If so, could you please send it to me?
Thanks.
She knows me quite well -- and I used to read her very well-written columns in various Nepali newspapers some years ago.
******
BTW, to be a lawyer in Nepal, you have to pass a bar exam.
To be a medical doctor, you have to pass a similar professional exam.
But to be a journalist, you do NOT need to pass any sort of a professional exam. There is no 'gate-keeping' exam of any sort in journalism, even in America, the bastion of free press.
This means that the profession of journalism has a low barrier to entry: anyone from Paramendra Bhagat to random Sajha posters can
claim to be jounalists, and they will be correct.
And I think that's actually a very good thing, for more people there are writing publicly, the merrier it will be for all in terms of ideas and entertainment.
My view is that: Journalism MUST remain an open-to-all profession, regardless of whether people write for the New York Times or post occasionally on Sajha.
Anyone who works hard, thinks well, writes well can be a journalist.

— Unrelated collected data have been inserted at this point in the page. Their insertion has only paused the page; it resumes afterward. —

Issue #511, opened 2026-08-27
Session configuration lives inside the GemStone Manager webview; give it its own panel opened from the session row


ericwinger:
## Summary
The stone/gem configuration viewer/editor (#232) currently exists only inside the GemStone
Manager webview (draft PR #454), which bundles connection, versions, databases, processes,
logs and configuration into one surface. Extract it into a standalone **Session
Configuration** panel, opened from a gear action on the session row in **Logins & Sessions**,
so it survives the Manager and can be reviewed and landed on its own.

## Why
From the Aug 26, 2026 feedback discussion with Matias Fernandez: the agreed architecture keeps
navigation in the sidebar and moves advanced configuration and management into separate web
views, refactored piecemeal with one PR per isolated component — the configurator was named as
the first such component. The countervailing constraint from the same discussion is
discoverability: anything reachable only through the Command Palette is effectively hidden, so
the panel needs a visible affordance on the row it belongs to. Configuration is session-scoped,
so the session row is that row.

## Acceptance criteria
- A session row in **Logins & Sessions** carries an inline gear that opens **Session
  Configuration** for that session; the command is also in the palette.
- The panel reads and edits configuration over the clicked session's GCI — not "the active
  session".
- One panel per session, so two sessions can be compared side by side; logging a session out
  closes its own panel.
- Editable vs read-only reflects what this session can actually change, with a tooltip saying
  why a value is read-only.
- Ping moves off the session row into the panel (the row is losing buttons, not gaining them).
- The panel does not depend on the GemStone Manager and keeps working if the Manager is
  removed.

## Out of scope
Versions, OS configuration, logs, and process management moving to their own web views — same
architectural decision, separate issues. Undo/redo for a configuration change is #510.

Related: #232 (closed — the viewer this extracts), #510, #482 (Manager reorg), #298, PR #454 (draft).

ericwinger:
Implemented in #513 — https://github.com/GemTalk/Jasper/pull/513

All six acceptance criteria are on that branch:

- Inline gear on the session row in **Logins & Sessions** opens **Session Configuration**; the command is also in the palette (and accepts a connected login's row).
- The panel reads and edits over the clicked session's own GCI, resolved by session id — not "the active session".
- One panel per session, so two can be compared side by side; a session logging out disposes its own panel.
- Editable vs read-only reflects what this session can actually change, with the tooltip giving the reason — config-file parameter, needs SystemUser, or a value kind that cannot be edited in place.
[...]

Issue #510, opened 2026-08-27
Session Configuration: undo/redo for a configuration setting change


ericwinger:
## Summary
In the Session Configuration panel, after a user changes a stone or gem runtime setting, offer
an Undo to restore the value it had before the change (and a Redo to re-apply). This makes a
mistaken edit a one-click recovery instead of a manual re-type, and pairs naturally with the
panel's existing "editable vs read-only" model. This is about undoing a *live configuration
set*, not general editor undo.

## Acceptance criteria
- After an editable value is successfully changed, the panel offers Undo to set it back to
  the value it held immediately before the change.
- Undo goes through the same set path as a normal change, so it honors the same rules: a
  stone setting still requires SystemUser, and a value the stone accepts but does not apply
  still surfaces the "accepted without error, but the session still reports …" warning
  (undo is not assumed to succeed just because it was requested).
- Redo re-applies the change Undo reverted, under the same rules.
- Undo/redo history is scoped to the session's panel and the current session; it does not
  outlive the session (a logout closes the panel).
- Read-only parameters offer no undo (there was nothing to change).

## Implementation notes
The Session Configuration panel already has the pieces this needs. After each set,
`client/src/configurationPanel.ts` re-reads the report and reports the settled value, so the
prior value is known at set time and could be pushed onto a per-panel history stack; Undo
would re-dispatch through the existing `setConfiguration` message + `setSessionConfiguration`
query (`client/src/queries/configurationReport.ts`), reusing the same authority checks and
the settled-value comparison that already produces the success/warning banner in
`client/src/configurationView.js`. One open question is how much history to keep (a single
level vs a stack) and whether Redo is worth it for a first cut.

## Depends on

**#513** — the Session Configuration panel itself. The three files this work edits
(`configurationPanel.ts`, `configurationView.js`, `queries/configurationReport.ts`) do not
exist on `main`; they arrive with that PR. There is nowhere to do this work until it lands,
or until the work is based on its branch.

**#507**, if the configuration undo rides the generic per-session undo stack it introduces
(`client/src/undo/`, the status-bar Undo, `Ctrl+K U`) rather than keeping a private history
inside the panel. That is the open question above; a panel-local one-level history needs only
#513.

ericwinger:
[...]

Issue #482, opened 2026-08-24
Extract the GemStone Manager's startup handlers into tested functions, and remove the dead sidebar-views switch


ericwinger:
## Summary

The extension's `activate()` in `client/src/extension.ts` is a single ~3,600-line function (roughly lines 564–4166). Several GemStone Manager command handlers are defined inline inside it, wired to a dozen collaborators from the surrounding closure, which makes them effectively impossible to unit-test without standing up an entire fake VS Code host. Lifting each handler into its own small, dependency-injected function would let the feature logic be tested directly and shrink `activate()` toward a thin wiring layer.

Separately, `package.json` gates five sidebar views on the context key `gemstone.adminViewsInSidebar`, which is **never set anywhere in the code** — so those views never appear (their functionality lives in the GemStone Manager panel now). The key and its now-unreachable views/wiring are dead code.

## Motivation

- A 3,600-line startup function is hard to read, hard to change safely, and untestable as a unit.
- The Manager's headline flows (create-with-defaults, delete-with-orphan-cleanup, auto-open-on-last-logout) currently have **no coverage of their orchestration/ordering** — only the pure helpers underneath them are tested. Their "do step A, then B, then C, and stop if one fails" wiring is exactly where a regression would slip through green.
- The dead `adminViewsInSidebar` switch reads like a bug someone will later "fix" by turning it on, resurrecting views that were intentionally retired.

## Acceptance criteria

- The following Manager command handlers are each extracted from `activate()` into their own function (in `extension.ts` or a small dedicated module), taking their collaborators as explicit parameters, and covered by unit tests for their branch/ordering behavior:
  - `gemstone.createDatabaseDefaults` — the zero-question create → default-name → create-DB → add-login → start-stone → start-NetLDI chain, including the "stop the chain and surface the stone's message when a start fails" paths.
  - `gemstone.createDefaultLogin` — create-or-find the DataCurator login, save only when new, then log in.
  - `gemstone.deleteDatabase` — snapshot orphaned logins **before** deletion, delete them after, and the singular/plural confirmation toast.
  - `openManagerForEmptyEnvironment` — open the Manager (without focus) only when the last session is gone, not on a non-last logout.
- The `gemstone.adminViewsInSidebar` context key and the five permanently-hidden views it gates (Configure OS, Versions, Databases, Processes, Logins & Sessions) are removed, along with their startup wiring, any dead view-welcome content, and the assertions in the affected tests.
[...]

PR #513, opened 2026-08-27
Session Configuration: a session's stone and gem settings in their own panel

ericwinger:
## Summary

Pulls the stone/gem configuration viewer/editor out of the all-in-one GemStone Manager webview
(draft #454) and gives it a standalone **Session Configuration** panel, opened from a gear on
the session row in **Logins & Sessions**.

This is the **first step in integrating the Manager into the sidebar** — the architecture agreed
in the Aug 26 feedback discussion: navigation stays in the sidebar, advanced configuration and
management move into separate web views, refactored one isolated component per PR. The
configurator was named as the first such component. It depends on nothing in the Manager and
keeps working if the Manager is removed.

Addresses #511 (the issue of record for this step). Implements the viewer asked for in #232.

## What it does

- **Gear on the session row** opens **Session Configuration** for *that* session, as an editor
  tab. Also **GemStone: Session Configuration** in the Command Palette, which falls back to the
  session the rest of Jasper is working with.
- **Reads and writes over the clicked session's own GCI**, not "the active session" — so one
  panel per session, two sessions can be compared side by side, and a panel disposes itself when
  its session logs out. A row is resolved by session id, which is unique and never reused, so a
  row left over from a logged-out session cannot open a panel onto a dead connection.
- **Editable vs read-only reflects this session**, and the tooltip says *why*: `ALL_CAPS`
  config-file parameters were fixed before the stone started; a stone parameter needs SystemUser;
  a value of a kind that cannot be edited in place says so. An ⓘ per row carries the type, what
  you can do with it, and the purpose text from `system.conf` (pins on click).
- **The stone stays the authority on a set.** Its verdict comes back in its own words, rendered
  beside the row that changed — success self-clears, a failure persists with Copy and Dismiss —
  so a refused or silently-ignored set is visible rather than assumed.
- **Filter box** narrows a long report, matching anywhere in a parameter name, so the word in the
  middle of a name ("cache", "timeout") finds it. **Refresh** re-reads from the session.
- **Ping moved off the session row into the panel** — the row is losing buttons, not gaining
  them.

## Shape

Everything lives under `client/src/configuration/`, the feature-folder convention `omniSearch/`
and `refactoring/` already follow.

| File | |
|---|---|
| `configuration/queries/configurationReport.ts` | Query layer for `System stoneConfigurationReport` / `gemConfigurationReport` and the two setters. All emitted Smalltalk is ASCII-only (3.6.x `ComStrmSetCursor`), and every part that could carry user text is gated to hold that — including a string value, which is refused with a clear message rather than failing obscurely on the gem. |
| `configuration/configurationPanel.ts` | The webview host. Takes a dependency bag rather than importing `extension.ts`, to avoid a circular import. |
| `configuration/showConfigurationCommand.ts` | Resolves which session a row means, then opens or reveals that session's panel. |
| `configuration/configurationView.js` | All webview behavior, injected under a nonce with a strict CSP — the `debuggerPanel.ts` convention. |
| `configuration/gemstoneConfigDescriptions.ts` | Parses `system.conf` for the per-parameter purpose text. |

Journalism must remain an idea- and fact-driven profession -- to be pursued wither full-time or part-time by anyone who is interested -- and NOT be an academic credential-obsessed or even an institution-affiliated professional society.
Viewed this way, in this age of mass media driven by the Internet, anyone CAN be a journalist anywhere.
That said, just because anyone can be a journalist, that does NOT mean that personal and professional success as a journalist is guaranteed to all. It isn't.